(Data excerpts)
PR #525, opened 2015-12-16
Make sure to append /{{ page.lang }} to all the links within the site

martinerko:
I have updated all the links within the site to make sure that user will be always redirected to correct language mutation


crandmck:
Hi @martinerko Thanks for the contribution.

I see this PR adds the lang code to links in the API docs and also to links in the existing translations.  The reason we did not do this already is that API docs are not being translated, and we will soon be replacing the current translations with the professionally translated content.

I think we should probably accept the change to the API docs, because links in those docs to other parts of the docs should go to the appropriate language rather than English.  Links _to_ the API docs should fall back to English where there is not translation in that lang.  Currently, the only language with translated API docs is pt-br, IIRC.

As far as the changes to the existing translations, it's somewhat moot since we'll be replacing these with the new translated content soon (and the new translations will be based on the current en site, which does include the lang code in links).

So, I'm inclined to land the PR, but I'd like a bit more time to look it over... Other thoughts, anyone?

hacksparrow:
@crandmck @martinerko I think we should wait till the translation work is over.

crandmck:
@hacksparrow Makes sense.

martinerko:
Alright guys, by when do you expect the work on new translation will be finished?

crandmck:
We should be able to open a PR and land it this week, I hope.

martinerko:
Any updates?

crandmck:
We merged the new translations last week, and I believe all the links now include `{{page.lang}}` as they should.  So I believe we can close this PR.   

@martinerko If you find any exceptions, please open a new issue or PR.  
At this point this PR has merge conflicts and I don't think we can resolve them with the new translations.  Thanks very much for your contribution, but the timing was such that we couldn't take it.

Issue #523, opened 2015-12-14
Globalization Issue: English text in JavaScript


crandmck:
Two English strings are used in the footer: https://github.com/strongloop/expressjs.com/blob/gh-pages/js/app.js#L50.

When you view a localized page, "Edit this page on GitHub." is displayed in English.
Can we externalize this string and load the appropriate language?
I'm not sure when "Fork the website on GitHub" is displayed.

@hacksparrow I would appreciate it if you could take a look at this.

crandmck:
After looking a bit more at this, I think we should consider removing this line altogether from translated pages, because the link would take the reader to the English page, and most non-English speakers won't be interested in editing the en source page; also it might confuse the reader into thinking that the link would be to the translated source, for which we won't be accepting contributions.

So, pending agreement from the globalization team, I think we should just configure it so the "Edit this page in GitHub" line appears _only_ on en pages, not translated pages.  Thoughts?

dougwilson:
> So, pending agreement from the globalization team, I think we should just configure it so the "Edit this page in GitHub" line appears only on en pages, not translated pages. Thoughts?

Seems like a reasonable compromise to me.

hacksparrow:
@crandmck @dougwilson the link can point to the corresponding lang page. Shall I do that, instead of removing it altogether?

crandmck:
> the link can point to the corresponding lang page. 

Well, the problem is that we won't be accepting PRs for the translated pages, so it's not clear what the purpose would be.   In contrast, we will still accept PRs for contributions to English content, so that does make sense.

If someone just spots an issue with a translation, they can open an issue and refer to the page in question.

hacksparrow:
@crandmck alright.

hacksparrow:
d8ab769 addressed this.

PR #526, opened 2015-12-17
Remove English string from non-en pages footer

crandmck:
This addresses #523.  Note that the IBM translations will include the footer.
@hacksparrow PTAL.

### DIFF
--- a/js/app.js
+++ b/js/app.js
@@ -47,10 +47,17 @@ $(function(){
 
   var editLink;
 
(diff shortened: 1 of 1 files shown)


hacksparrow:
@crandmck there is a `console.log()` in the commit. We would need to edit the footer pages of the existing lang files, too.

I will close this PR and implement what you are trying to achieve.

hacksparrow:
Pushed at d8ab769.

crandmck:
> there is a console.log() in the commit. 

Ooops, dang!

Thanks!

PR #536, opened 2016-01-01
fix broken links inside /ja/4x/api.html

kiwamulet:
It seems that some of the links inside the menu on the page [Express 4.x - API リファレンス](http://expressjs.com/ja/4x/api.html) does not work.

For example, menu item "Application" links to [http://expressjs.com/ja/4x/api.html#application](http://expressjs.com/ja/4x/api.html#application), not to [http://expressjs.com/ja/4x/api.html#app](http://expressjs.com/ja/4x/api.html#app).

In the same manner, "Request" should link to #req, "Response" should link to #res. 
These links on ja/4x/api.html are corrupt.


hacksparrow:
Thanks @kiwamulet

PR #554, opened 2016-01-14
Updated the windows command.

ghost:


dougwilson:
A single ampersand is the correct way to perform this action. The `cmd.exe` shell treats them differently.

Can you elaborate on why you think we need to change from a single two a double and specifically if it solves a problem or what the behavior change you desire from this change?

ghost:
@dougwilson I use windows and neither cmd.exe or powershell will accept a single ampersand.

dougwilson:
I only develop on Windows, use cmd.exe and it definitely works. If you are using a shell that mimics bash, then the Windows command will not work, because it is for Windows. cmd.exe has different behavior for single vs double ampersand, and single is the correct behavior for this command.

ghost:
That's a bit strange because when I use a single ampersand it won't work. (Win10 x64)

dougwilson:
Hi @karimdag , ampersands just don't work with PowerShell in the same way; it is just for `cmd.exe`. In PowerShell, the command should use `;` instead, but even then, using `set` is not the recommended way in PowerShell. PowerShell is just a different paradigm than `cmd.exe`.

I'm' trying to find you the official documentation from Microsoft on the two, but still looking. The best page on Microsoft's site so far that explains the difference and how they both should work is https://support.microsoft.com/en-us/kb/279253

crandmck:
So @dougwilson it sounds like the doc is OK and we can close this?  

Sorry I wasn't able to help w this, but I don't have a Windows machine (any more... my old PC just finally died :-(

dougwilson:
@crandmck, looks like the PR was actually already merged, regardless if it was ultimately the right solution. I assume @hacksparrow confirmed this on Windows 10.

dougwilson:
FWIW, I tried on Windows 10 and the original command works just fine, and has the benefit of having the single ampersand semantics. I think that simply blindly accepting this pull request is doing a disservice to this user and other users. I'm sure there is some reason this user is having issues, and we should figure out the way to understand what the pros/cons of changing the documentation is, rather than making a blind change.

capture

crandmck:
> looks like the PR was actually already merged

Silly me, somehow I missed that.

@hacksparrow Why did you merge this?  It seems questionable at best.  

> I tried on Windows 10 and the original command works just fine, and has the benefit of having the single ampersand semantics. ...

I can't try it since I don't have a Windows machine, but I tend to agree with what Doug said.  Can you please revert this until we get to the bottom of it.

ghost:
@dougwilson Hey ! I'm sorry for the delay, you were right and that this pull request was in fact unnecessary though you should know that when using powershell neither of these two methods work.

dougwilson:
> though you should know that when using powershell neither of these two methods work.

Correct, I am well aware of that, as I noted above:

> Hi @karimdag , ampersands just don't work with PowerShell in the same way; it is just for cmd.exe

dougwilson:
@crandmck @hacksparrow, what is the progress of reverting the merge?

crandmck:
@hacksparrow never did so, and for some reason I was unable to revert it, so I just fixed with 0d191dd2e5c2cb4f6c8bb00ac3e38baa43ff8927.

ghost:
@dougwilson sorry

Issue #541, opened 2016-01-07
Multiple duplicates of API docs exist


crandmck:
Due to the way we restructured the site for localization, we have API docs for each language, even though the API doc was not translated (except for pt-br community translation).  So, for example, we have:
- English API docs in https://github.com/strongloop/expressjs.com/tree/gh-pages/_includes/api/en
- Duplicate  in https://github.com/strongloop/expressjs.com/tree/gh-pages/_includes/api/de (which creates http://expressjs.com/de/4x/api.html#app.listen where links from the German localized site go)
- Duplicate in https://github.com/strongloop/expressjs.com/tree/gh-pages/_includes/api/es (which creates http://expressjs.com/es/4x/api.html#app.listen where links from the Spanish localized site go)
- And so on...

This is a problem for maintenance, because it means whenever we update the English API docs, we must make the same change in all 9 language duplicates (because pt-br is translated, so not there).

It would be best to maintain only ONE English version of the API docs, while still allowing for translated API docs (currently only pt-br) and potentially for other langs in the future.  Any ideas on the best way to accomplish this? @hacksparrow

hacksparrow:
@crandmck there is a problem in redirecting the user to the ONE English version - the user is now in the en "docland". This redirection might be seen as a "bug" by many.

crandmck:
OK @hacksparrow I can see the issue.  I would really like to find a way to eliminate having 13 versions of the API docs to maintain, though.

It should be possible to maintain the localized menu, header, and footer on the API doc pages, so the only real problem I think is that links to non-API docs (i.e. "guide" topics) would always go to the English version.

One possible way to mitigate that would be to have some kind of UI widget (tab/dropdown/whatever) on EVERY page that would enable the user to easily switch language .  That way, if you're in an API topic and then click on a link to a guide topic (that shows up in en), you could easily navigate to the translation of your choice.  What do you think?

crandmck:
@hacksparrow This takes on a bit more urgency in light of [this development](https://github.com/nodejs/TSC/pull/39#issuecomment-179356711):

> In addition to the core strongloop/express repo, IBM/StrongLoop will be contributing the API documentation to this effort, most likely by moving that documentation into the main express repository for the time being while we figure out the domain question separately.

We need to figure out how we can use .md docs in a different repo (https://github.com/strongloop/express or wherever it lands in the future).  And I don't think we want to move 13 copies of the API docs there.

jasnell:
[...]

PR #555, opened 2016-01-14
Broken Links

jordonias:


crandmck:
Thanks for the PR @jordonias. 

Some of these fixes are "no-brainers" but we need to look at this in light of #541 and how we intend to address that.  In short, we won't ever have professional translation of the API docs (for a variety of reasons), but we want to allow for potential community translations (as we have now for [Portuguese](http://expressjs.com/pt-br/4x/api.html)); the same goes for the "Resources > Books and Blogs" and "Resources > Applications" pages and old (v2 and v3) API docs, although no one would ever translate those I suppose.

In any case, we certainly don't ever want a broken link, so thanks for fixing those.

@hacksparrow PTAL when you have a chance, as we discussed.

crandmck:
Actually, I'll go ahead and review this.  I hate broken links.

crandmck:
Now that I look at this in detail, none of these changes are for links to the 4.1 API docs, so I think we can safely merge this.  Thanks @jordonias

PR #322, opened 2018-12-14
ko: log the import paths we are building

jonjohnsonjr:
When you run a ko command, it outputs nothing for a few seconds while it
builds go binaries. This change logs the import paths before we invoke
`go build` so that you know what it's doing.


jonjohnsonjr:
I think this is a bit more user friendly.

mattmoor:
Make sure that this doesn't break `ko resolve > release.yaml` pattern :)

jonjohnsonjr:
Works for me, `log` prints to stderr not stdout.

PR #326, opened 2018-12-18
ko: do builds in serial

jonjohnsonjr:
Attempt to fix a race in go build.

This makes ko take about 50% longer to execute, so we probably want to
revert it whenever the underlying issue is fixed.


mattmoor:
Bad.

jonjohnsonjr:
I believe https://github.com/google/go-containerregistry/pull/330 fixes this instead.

* * *

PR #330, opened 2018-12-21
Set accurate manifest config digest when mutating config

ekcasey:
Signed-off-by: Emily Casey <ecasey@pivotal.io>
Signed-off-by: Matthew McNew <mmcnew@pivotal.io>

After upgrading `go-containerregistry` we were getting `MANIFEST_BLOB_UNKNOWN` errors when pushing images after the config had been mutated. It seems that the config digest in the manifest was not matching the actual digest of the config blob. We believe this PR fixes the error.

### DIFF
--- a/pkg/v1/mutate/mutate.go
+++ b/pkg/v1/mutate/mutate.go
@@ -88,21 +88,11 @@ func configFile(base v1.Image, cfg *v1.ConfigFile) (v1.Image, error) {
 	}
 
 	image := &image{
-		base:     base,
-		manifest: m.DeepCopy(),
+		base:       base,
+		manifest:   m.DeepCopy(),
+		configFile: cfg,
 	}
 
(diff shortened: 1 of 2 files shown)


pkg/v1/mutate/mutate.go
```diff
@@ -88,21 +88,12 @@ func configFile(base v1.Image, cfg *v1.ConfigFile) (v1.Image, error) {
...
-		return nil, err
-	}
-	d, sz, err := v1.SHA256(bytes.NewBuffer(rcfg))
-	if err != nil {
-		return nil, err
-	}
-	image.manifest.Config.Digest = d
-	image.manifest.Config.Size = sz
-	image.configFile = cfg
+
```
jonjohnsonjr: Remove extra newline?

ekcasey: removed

--

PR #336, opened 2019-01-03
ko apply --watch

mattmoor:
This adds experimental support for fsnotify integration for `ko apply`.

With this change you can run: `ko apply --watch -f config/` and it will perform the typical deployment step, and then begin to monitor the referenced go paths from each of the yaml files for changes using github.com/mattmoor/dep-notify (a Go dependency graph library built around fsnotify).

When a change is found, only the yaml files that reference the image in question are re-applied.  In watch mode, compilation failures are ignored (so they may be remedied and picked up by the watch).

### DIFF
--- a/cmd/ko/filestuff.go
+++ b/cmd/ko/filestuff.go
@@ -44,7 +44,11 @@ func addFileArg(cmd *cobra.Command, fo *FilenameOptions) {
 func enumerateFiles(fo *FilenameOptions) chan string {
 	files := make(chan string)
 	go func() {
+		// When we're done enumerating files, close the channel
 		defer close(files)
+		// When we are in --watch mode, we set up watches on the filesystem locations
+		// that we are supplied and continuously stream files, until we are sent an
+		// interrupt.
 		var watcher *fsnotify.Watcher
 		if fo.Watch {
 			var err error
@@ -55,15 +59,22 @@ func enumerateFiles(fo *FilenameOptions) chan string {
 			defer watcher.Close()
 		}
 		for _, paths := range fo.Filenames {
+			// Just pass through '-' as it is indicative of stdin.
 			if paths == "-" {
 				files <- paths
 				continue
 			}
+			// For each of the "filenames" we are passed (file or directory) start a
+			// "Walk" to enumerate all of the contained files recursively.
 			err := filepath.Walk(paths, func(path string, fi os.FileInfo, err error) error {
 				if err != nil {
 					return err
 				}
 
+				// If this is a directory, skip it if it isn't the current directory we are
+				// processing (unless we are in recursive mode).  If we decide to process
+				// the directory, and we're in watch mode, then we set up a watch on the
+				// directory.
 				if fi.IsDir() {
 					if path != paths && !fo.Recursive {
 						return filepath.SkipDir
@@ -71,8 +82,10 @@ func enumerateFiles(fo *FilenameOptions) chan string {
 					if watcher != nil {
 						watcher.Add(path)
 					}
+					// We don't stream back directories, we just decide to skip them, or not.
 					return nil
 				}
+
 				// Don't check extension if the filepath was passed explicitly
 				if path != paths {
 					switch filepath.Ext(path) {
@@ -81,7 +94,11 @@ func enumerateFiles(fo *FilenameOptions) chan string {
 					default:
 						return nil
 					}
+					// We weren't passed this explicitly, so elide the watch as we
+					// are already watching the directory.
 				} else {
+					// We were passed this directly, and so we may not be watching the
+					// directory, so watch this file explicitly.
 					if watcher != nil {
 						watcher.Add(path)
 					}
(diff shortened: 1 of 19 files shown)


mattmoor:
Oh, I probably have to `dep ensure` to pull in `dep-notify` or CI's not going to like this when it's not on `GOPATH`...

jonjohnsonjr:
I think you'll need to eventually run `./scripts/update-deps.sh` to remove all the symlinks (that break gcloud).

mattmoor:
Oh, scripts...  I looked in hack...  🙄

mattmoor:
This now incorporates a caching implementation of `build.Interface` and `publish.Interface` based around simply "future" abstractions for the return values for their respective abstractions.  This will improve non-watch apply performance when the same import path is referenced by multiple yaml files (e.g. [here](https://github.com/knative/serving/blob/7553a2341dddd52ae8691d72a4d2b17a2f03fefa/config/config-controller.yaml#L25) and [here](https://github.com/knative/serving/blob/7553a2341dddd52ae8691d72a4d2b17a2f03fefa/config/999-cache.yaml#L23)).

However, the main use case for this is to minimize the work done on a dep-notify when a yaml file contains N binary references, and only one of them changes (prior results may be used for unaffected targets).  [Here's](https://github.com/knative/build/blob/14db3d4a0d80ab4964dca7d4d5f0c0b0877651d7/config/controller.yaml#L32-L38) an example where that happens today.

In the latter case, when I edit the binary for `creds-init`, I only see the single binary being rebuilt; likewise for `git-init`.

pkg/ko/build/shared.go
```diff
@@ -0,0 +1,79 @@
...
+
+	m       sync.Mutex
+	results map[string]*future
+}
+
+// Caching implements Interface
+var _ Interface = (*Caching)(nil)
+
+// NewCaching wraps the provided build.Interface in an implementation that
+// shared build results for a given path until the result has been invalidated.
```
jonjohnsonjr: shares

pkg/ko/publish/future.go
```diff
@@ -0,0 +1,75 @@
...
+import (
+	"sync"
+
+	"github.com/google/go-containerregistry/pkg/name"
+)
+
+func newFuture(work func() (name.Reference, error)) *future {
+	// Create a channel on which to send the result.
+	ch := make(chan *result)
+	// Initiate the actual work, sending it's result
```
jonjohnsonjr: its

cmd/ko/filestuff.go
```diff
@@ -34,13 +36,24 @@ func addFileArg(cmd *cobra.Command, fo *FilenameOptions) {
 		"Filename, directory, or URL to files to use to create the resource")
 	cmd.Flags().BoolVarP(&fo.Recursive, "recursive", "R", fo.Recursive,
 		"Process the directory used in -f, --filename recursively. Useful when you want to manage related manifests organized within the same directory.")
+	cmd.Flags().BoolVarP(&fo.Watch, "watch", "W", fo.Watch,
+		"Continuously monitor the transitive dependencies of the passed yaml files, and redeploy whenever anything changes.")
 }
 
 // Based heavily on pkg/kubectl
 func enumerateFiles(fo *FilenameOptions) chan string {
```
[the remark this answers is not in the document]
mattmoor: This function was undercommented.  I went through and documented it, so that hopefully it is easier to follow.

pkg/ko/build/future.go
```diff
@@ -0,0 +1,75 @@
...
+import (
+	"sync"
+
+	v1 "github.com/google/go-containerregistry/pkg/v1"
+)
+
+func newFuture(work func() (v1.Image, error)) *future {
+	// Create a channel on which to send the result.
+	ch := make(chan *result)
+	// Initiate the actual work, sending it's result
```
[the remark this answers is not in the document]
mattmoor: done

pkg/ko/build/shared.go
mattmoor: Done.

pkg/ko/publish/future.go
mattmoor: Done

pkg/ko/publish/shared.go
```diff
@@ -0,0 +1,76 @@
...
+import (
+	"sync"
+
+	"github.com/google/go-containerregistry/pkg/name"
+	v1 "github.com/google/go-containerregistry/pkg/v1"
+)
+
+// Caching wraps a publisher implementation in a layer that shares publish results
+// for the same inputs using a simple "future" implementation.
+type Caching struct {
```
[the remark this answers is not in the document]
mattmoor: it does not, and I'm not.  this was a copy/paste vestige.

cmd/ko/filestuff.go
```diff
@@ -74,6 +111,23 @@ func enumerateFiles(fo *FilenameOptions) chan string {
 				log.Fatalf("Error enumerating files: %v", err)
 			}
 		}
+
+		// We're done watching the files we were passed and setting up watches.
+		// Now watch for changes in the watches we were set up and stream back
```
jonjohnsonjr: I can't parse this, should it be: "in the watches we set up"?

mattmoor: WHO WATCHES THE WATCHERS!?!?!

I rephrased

TASK BRIEF:
Search the data above for the word "explicitly" and count the lines where it appears. Only the number should be given.

WRITTEN SOLUTION:
3